Sebelum ini, bahkan sejak masuk kelas dua belas, ia sudah mulai
begadang hanya demi memahami pelajaran-pelajaran sekolahnya. Apalagi, saat
ini adalah masa dimana orang lain mulai belajar giat, sedangkan ia memasuki fase
pemaksaan diri. Memang secara batin ia merasa tidak terbebani. Tapi, ia tidak
memikirkan apa yang akan diterima oleh tubuhnya bila hanya untuk istirahat saja
tubuhnya tidak sempat. Otaknya yang meskipun terbiasa dengan hal-hal yang
berbau eksak, tapi ia juga butuh istirahat.
Sebulan sebelum perang bagi anak-anak kelas dua belas mulai membuat
anak-anak semakin, entah antusias karena ingin segera melepas jabatan siswa dan
menggantinya menjadi mahasiswa. Menggapai angan-angan yang memang sudah
mereka rajut sejak dini. Ataukah hanya sekadar muak dengan apa yang mereka
hadapi selama bertahun-tahun sekolah. Sudah mulai malas dengan pelajaran-
pelajaran yang sejak kecil sudah menjejal sesak otak mereka. Ahh entahlah, siapa
yang tahu? Sebulan sebelum itu pula, selama satu minggu Lusi dengan terpaksa
harus meninggalkan hobi belajarnya. Karena, akibat dari kebiasaanya itulah, ia
harus mendekam di rumah selama empat hari dan istirahat dirumah selama dua
hari. Tapi, bahkan disaat semua organ-organ tubuhnya memberontak untuk
istirahatpun, ia masih menyempatkan diri untuk belajar.

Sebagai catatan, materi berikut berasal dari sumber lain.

PR #1932, opened 2016-02-01
Pull Request for Issue1927: Scaler scan initialization and cleanup

helfrij:
Modified the scan initialization and cleanup actions in the BioXAS XAS scan action controller. The scaler should now take an extra acquisition in initialization, and return to Continuous mode in cleanup.

### DIFF
--- a/source/acquaman/BioXAS/BioXASXASScanActionController.cpp
+++ b/source/acquaman/BioXAS/BioXASXASScanActionController.cpp
@@ -73,13 +73,21 @@ AMAction3* BioXASXASScanActionController::createInitializationActions()
 	CLSSIS3820Scaler *scaler = CLSBeamline::clsBeamline()->scaler();
 
 	if (scaler) {
-//		double regionTime = double(bioXASConfiguration_->scanAxisAt(0)->regionAt(0)->regionTime());
 
-//		scalerInitialization = new AMSequentialListAction3(new AMSequentialListActionInfo3("BioXAS Scaler Initialization Actions", "BioXAS Scaler Initialization Actions"));
-//		scalerInitialization->addSubAction(scaler->createContinuousEnableAction3(false));
-//		scalerInitialization->addSubAction(scaler->createDwellTimeAction3(regionTime));
-//		scalerInitialization->addSubAction(scaler->createStartAction3(true));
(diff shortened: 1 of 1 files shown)


helfrij:

source/acquaman/BioXAS/BioXASXASScanActionController.cpp
```diff
@@ -73,13 +73,21 @@ AMAction3* BioXASXASScanActionController::createInitializationActions()
...
-//		scalerInitialization->addSubAction(scaler->createContinuousEnableAction3(false));
-//		scalerInitialization->addSubAction(scaler->createDwellTimeAction3(regionTime));
-//		scalerInitialization->addSubAction(scaler->createStartAction3(true));
-//		scalerInitialization->addSubAction(scaler->createWaitForDwellFinishedAction(regionTime + 5.0));
+		scalerInitialization = new AMSequentialListAction3(new AMSequentialListActionInfo3("BioXAS Scaler Initialization Actions", "BioXAS Scaler Initialization Actions"));
+
+		// Check that the scaler is in single shot mode and is not acquiring.
+
+		scalerInitialization->addSubAction(scaler->createContinuousEnableAction3(false));
+		scalerInitialization->addSubAction(scaler->createStartAction3(false));
```
XuetaoLiu-CLS: A quick question here, should we stop acquiring first or should we change mode first?

XuetaoLiu-CLS:
Looks good.
Time Estimate: 5 minutes

source/acquaman/BioXAS/BioXASXASScanActionController.cpp
helfrij: I think it's safest to change mode first, here, because the scaler may get into a funny state otherwise. If it isn't acquiring, the scaler isn't in Continuous mode; if the total number of scans and the scans per buffer haven't been set, it isn't technically in SingleShot either. The risk now is that the scan will fail completely.

XuetaoLiu-CLS: thx. I'm just curious which one should happen first

dretrex:
Looks good.
Time Estimate: 2 minutes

“Masih kurang tiga minggu lagi, Bun. Lusi sudah gak bisa ikut TO
terakhir yang diadakan sekolah. Jadi, Lusi harus belajar sendiri, latihan soal
sendiri.” Jawabnya ketika ibunya menyarankan untuk istirahat. Entah disebut apa
sikapnya ini. Pekerja keras atau keras kepala atau gabungan dari keduanya pekerja
keras yang keras kepala. Pikirannya benar-benar terpaku pada cita-citanya yang ia
yakini hanya dapat ia capai dengan belajar keras.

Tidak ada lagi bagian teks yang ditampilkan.